__What you should do__
Every line below between the one holding "body: RecordStringAny |" and the one holding "jacoblee93, line 2837: This", inclusive, should be copied exactly, and no other line.

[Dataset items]

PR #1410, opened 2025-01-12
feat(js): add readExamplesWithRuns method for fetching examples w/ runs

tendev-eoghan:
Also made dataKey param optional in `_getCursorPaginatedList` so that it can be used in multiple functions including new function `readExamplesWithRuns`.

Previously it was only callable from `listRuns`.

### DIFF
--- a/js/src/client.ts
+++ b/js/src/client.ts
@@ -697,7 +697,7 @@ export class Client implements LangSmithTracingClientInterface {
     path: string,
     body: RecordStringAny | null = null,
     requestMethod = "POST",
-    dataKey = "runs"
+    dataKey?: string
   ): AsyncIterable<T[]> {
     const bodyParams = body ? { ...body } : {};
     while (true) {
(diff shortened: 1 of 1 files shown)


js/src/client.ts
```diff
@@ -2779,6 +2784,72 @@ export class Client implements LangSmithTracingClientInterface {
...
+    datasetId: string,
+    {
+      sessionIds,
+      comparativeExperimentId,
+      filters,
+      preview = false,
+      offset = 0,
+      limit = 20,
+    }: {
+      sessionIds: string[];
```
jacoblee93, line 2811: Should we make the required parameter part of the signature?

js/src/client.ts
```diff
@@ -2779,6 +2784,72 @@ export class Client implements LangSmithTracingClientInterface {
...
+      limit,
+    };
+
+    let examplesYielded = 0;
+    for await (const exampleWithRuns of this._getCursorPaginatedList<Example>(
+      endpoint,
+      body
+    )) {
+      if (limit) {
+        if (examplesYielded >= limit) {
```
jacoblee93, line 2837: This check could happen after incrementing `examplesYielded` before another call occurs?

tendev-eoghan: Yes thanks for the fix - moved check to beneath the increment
* * *
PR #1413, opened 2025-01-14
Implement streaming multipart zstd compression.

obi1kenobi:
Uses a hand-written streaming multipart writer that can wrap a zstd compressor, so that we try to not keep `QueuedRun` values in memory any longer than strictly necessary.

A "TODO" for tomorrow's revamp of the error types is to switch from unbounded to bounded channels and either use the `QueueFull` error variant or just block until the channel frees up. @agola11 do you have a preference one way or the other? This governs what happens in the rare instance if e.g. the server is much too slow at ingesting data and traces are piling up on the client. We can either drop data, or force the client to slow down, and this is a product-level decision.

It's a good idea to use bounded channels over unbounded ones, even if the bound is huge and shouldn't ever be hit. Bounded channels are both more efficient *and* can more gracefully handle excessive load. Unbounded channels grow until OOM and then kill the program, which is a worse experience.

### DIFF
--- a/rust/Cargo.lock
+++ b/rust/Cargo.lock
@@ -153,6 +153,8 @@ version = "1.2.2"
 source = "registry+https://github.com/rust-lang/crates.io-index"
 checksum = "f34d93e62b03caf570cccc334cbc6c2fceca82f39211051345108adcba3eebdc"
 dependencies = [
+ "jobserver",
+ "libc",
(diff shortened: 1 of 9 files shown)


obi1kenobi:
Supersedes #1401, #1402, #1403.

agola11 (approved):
* * *
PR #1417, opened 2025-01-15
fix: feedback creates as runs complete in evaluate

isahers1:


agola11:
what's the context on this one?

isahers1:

__Solution for this exercise__
     body: RecordStringAny | null = null,
     requestMethod = "POST",
-    dataKey = "runs"
+    dataKey?: string
   ): AsyncIterable<T[]> {
     const bodyParams = body ? { ...body } : {};
     while (true) {
(diff shortened: 1 of 1 files shown)


js/src/client.ts
```diff
@@ -2779,6 +2784,72 @@ export class Client implements LangSmithTracingClientInterface {
...
+    datasetId: string,
+    {
+      sessionIds,
+      comparativeExperimentId,
+      filters,
+      preview = false,
+      offset = 0,
+      limit = 20,
+    }: {
+      sessionIds: string[];
```
jacoblee93, line 2811: Should we make the required parameter part of the signature?

js/src/client.ts
```diff
@@ -2779,6 +2784,72 @@ export class Client implements LangSmithTracingClientInterface {
...
+      limit,
+    };
+
+    let examplesYielded = 0;
+    for await (const exampleWithRuns of this._getCursorPaginatedList<Example>(
+      endpoint,
+      body
+    )) {
+      if (limit) {
+        if (examplesYielded >= limit) {
```
jacoblee93, line 2837: This check could happen after incrementing `examplesYielded` before another call occurs?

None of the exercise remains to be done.